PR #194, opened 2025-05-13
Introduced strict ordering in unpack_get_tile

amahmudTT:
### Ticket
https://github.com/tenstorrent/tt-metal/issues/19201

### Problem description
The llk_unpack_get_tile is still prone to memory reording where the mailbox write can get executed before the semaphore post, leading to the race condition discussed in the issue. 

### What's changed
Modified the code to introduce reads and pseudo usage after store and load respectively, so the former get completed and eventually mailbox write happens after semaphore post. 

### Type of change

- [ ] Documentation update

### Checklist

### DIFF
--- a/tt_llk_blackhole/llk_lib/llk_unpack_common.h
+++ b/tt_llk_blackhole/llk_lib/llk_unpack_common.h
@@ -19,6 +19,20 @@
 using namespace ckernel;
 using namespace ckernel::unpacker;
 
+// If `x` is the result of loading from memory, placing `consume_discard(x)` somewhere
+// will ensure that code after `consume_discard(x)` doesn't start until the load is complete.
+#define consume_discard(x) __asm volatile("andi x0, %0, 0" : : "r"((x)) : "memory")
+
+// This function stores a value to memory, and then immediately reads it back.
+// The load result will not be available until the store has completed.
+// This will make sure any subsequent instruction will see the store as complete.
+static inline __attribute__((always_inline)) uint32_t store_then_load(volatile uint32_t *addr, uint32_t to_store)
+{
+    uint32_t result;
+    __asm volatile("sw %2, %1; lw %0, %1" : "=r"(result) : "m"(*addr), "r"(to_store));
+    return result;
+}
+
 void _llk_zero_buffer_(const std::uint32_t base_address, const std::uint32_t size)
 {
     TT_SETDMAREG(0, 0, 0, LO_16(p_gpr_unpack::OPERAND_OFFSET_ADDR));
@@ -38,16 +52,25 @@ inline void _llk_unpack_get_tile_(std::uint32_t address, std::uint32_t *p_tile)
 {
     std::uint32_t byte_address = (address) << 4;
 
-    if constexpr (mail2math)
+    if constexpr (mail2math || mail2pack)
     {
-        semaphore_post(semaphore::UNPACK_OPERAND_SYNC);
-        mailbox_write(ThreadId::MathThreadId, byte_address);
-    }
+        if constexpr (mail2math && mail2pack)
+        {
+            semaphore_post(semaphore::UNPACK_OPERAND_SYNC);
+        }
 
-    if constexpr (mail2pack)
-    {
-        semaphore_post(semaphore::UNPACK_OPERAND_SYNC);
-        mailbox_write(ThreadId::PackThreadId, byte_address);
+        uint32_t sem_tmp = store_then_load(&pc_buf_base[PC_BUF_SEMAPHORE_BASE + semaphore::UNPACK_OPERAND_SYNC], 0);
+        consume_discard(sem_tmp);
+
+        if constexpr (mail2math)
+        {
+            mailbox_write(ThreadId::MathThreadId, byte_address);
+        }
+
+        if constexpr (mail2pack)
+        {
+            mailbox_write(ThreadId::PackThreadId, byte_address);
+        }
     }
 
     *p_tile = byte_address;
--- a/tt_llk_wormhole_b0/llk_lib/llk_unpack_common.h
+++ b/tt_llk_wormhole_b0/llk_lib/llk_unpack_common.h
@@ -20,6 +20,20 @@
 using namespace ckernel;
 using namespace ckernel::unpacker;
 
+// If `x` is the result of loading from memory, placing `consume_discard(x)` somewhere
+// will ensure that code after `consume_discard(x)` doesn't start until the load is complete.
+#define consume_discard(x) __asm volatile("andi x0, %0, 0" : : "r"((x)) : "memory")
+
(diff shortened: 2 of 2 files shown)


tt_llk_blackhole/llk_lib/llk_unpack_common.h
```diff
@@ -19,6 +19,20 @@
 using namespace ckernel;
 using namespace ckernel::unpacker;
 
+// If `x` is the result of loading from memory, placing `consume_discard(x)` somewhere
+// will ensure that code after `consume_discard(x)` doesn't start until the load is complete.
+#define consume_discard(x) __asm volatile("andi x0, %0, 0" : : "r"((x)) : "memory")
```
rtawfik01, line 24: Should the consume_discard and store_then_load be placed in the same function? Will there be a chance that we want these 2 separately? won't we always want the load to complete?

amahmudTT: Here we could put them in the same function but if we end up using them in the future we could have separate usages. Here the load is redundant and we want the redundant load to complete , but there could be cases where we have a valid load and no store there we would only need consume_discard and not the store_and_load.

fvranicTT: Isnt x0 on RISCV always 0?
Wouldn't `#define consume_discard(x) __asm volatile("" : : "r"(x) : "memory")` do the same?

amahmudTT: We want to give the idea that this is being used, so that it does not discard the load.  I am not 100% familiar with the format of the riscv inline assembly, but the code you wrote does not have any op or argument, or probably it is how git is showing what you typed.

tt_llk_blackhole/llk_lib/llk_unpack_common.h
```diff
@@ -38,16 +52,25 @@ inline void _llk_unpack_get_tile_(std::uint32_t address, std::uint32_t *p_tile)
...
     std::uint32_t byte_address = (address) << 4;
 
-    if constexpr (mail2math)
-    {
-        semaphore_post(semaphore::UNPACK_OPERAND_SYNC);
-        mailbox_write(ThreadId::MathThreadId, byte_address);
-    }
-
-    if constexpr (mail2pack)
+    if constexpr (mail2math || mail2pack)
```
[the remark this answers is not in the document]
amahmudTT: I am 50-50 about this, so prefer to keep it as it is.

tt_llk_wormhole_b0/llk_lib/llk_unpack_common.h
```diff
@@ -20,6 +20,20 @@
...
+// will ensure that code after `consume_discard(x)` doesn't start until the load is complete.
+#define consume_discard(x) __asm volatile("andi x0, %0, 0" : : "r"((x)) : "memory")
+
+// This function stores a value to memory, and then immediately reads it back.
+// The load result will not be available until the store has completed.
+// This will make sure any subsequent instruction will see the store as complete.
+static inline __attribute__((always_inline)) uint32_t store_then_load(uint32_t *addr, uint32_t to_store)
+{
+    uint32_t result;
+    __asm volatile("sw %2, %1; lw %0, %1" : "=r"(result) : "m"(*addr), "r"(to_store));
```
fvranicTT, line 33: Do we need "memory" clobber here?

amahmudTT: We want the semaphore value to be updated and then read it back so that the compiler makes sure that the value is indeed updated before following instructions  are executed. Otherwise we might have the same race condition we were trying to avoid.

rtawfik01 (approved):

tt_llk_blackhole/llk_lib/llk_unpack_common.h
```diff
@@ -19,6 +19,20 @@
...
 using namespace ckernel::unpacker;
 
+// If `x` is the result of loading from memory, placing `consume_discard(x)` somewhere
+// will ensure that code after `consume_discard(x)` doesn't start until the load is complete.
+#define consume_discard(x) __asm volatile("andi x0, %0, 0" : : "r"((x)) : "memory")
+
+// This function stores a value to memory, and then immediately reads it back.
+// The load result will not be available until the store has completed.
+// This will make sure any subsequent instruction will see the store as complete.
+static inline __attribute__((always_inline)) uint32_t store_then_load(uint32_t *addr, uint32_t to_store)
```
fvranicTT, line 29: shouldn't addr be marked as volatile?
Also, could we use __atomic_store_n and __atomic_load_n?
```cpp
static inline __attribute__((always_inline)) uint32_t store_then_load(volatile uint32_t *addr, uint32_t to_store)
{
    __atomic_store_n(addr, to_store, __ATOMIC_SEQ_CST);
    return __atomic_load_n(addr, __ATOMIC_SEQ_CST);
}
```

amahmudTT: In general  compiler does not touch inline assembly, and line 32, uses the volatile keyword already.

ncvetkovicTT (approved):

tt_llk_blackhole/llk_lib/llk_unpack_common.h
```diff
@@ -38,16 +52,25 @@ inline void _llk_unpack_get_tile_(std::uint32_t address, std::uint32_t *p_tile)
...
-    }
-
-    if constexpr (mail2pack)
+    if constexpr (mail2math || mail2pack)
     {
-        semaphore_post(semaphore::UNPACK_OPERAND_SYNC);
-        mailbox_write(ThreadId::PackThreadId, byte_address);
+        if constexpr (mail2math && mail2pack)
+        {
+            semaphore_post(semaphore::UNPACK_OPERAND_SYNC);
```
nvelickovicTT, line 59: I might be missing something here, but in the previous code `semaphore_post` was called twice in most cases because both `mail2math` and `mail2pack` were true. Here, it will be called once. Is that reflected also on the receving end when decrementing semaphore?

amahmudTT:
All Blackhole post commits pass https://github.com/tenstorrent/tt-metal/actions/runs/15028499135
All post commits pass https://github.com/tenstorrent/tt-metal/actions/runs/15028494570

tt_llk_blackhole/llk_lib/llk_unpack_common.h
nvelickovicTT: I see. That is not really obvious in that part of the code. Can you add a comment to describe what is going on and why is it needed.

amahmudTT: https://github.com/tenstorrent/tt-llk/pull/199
◇ ◇ ◇ ◇ ◇ ◇ ◇
**Exercise prompt**
Each line from the start of the records through the line holding "### What's changed" must be returned exactly; nothing else belongs in the answer.

**Written answer**
PR #194, opened 2025-05-13
Introduced strict ordering in unpack_get_tile

amahmudTT:
### Ticket
https://github.com/tenstorrent/tt-metal/issues/19201

### Problem description
The llk_unpack_get_tile is still prone to memory reording where the mailbox write can get executed before the semaphore post, leading to the race condition discussed in the issue. 

### What's changed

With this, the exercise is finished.